*EXERCISE AIM*.
Only some lines are wanted. Transcribe, exactly, the lines below from the line with "PR #2371, opened 2023-03-21" up to and including the line with "Hi. Did you".

※

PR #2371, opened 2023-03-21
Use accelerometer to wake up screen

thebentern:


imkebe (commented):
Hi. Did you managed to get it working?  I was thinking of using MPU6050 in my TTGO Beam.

※

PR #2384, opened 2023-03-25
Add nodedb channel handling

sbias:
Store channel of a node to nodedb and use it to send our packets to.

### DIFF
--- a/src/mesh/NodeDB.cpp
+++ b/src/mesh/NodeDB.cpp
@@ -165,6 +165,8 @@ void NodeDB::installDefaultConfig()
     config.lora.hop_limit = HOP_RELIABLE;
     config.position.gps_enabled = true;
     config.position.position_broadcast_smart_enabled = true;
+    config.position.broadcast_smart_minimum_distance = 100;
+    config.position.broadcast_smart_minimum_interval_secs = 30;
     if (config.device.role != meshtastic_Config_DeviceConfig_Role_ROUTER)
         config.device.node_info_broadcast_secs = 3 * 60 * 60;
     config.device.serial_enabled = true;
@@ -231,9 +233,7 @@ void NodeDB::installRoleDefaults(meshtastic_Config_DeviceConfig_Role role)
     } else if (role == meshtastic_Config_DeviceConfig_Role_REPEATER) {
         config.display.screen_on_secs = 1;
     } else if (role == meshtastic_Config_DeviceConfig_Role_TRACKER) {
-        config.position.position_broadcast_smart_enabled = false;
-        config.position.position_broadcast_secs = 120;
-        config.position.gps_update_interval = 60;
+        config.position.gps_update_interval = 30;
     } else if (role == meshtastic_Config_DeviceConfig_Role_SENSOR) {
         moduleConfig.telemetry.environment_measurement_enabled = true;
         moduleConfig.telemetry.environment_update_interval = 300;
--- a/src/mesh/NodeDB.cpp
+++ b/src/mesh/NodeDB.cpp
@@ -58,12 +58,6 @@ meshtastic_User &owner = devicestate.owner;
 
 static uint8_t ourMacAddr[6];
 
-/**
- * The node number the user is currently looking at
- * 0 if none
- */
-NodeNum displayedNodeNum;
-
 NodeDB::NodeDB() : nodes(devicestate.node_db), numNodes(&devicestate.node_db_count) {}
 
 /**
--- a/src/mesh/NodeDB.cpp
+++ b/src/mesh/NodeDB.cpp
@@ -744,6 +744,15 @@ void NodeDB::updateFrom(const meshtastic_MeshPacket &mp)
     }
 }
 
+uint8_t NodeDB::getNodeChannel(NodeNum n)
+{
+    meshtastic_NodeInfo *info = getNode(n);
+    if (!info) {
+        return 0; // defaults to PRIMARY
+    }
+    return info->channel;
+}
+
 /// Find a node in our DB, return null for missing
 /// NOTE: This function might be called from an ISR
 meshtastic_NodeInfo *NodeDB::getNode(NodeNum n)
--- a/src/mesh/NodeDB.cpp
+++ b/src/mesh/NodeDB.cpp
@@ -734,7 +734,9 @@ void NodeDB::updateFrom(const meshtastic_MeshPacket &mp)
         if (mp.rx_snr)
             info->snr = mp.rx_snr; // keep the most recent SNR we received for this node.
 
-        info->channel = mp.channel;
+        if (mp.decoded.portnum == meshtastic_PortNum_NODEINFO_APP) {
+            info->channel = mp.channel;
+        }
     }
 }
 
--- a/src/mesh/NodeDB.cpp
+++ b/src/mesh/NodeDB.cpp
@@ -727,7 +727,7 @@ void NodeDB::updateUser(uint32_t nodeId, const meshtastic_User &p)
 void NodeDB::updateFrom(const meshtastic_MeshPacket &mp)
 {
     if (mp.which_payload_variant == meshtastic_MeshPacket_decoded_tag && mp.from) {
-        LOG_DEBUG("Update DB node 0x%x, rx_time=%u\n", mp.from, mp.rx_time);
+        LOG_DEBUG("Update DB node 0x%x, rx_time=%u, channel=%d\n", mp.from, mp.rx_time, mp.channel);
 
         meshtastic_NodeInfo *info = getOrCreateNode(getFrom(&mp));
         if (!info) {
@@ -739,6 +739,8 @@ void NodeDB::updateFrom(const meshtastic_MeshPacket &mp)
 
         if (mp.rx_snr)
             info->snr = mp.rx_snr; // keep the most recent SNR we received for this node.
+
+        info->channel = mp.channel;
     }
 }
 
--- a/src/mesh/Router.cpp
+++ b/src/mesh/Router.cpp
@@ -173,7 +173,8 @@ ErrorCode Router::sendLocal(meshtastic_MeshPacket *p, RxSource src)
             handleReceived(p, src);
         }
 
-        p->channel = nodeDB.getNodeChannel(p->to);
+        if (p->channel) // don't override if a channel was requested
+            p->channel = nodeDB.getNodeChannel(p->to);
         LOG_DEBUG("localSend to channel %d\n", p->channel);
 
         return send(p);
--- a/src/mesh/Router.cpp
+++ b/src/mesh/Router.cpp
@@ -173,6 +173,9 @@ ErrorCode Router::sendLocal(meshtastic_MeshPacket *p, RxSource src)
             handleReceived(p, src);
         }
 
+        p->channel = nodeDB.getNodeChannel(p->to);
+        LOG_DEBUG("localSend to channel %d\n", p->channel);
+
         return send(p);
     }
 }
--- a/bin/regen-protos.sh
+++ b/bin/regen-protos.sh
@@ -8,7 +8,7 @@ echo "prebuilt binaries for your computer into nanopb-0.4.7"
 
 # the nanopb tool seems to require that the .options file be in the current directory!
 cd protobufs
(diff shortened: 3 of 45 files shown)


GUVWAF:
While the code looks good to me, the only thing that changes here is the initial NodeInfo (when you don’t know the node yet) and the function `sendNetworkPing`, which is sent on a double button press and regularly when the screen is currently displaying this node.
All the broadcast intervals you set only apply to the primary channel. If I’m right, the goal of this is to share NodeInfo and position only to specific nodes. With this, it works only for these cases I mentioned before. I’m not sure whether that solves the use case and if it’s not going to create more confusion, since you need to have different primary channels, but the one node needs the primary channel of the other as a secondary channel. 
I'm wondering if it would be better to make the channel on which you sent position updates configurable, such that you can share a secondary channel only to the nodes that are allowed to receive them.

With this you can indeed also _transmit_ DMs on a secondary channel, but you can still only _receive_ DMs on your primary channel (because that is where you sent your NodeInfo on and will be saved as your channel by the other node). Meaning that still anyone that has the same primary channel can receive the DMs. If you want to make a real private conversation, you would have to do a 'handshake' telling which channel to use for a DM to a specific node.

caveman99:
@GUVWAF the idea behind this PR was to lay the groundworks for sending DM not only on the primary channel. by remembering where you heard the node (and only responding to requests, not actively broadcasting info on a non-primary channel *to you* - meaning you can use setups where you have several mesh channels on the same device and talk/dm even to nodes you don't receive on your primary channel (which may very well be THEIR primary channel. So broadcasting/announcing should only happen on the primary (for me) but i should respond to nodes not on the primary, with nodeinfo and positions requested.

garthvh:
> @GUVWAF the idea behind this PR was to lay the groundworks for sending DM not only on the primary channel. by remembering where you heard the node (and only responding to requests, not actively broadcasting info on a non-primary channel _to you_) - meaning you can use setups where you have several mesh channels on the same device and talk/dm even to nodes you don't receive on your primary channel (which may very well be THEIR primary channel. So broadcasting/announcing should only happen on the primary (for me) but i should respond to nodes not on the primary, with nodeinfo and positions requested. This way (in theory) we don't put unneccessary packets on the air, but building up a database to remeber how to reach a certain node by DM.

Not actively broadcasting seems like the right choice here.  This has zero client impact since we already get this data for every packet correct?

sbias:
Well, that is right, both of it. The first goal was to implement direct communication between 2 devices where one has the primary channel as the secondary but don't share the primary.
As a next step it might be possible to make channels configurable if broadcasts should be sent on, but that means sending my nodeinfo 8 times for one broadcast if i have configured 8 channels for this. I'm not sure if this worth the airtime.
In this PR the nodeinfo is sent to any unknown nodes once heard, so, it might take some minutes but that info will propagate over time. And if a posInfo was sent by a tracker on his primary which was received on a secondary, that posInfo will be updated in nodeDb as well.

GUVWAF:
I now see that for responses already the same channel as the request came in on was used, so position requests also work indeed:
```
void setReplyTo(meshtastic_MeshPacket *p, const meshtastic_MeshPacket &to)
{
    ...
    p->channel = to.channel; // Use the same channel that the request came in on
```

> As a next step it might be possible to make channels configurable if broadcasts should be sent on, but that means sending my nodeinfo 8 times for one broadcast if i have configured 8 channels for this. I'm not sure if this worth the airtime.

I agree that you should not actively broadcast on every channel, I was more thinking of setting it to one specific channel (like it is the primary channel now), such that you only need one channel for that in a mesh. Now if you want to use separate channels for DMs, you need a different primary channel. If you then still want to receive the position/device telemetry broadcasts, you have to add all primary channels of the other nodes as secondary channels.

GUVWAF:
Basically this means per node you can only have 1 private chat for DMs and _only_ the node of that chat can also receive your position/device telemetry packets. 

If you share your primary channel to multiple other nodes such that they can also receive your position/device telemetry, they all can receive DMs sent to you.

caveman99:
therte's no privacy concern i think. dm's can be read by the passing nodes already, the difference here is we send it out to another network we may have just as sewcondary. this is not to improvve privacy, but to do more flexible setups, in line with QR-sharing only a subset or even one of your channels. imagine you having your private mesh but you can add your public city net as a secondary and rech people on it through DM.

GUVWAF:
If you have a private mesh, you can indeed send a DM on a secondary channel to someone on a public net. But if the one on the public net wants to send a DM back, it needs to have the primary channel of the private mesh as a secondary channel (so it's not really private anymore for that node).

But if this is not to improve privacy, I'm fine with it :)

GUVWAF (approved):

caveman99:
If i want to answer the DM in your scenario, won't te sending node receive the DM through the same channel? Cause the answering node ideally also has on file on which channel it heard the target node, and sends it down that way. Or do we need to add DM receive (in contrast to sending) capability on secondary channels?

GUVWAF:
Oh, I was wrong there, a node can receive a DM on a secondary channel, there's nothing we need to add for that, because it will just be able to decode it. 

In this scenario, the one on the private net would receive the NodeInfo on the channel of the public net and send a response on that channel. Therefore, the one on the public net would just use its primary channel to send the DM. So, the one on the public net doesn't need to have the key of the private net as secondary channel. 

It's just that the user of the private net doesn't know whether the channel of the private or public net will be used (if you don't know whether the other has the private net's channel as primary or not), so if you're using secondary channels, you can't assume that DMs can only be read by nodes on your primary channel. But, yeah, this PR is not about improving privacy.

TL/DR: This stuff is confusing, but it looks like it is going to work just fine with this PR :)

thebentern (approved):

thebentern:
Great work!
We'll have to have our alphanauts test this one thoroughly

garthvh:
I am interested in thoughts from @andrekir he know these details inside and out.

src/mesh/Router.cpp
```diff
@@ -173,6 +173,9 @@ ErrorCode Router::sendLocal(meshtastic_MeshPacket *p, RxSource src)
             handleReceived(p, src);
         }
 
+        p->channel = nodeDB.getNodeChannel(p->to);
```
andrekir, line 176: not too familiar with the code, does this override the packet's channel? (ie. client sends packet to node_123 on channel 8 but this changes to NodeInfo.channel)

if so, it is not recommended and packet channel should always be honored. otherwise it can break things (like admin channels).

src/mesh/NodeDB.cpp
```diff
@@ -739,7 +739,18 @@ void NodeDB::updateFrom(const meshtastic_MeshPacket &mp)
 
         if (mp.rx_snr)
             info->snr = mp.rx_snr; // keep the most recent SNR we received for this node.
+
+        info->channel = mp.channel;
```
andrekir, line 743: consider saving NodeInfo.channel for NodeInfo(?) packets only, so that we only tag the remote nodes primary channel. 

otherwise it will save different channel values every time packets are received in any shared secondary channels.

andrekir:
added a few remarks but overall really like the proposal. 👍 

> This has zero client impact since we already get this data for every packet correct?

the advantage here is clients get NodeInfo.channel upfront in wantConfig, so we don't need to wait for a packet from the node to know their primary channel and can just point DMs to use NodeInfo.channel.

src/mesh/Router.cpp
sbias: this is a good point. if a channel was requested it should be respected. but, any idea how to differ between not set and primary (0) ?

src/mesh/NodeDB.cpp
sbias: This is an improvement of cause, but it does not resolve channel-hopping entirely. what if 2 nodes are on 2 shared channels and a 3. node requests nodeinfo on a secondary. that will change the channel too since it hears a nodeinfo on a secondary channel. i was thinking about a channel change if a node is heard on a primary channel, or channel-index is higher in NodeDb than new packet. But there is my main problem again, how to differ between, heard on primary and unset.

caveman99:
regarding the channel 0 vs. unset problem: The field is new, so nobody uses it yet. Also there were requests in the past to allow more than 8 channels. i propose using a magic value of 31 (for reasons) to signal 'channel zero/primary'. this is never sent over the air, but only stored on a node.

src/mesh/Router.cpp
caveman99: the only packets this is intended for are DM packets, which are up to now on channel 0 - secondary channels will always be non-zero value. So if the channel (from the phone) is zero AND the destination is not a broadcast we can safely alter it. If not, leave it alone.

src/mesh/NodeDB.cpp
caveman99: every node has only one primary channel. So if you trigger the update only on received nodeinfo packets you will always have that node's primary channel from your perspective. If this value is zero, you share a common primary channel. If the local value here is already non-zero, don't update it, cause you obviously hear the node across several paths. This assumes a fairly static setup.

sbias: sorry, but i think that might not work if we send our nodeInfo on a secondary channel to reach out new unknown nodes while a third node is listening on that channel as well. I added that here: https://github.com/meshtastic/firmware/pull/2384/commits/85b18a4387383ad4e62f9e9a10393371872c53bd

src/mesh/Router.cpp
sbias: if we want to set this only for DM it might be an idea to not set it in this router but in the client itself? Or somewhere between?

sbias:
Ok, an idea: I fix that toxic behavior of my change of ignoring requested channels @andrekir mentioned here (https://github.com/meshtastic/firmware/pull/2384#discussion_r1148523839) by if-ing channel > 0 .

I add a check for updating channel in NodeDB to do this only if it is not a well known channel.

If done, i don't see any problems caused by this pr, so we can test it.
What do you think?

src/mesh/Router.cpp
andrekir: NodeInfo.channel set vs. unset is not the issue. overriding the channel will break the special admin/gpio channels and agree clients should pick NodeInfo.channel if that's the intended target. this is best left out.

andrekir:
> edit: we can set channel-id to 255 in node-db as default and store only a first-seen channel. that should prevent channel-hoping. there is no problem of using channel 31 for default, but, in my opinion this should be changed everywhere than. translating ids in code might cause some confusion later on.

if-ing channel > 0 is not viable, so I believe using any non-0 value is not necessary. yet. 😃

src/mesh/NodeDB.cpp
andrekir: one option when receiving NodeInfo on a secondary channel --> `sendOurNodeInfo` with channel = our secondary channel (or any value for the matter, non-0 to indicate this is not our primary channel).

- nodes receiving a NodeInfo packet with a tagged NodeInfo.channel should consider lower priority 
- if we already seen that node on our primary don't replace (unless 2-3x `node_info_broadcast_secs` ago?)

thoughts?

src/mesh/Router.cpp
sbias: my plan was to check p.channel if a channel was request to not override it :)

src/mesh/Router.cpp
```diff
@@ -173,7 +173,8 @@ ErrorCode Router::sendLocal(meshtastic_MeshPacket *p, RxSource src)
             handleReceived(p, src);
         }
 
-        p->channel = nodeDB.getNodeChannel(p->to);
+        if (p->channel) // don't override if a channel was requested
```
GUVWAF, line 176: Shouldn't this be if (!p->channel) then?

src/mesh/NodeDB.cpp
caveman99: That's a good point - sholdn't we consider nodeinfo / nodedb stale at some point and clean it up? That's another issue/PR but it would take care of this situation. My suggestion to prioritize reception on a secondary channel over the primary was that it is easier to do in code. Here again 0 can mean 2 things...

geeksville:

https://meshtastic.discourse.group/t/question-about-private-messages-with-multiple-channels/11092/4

※

*EXERCISE SOLUTION*.
PR #2371, opened 2023-03-21
Use accelerometer to wake up screen

thebentern:


imkebe (commented):
Hi. Did you managed to get it working?  I was thinking of using MPU6050 in my TTGO Beam.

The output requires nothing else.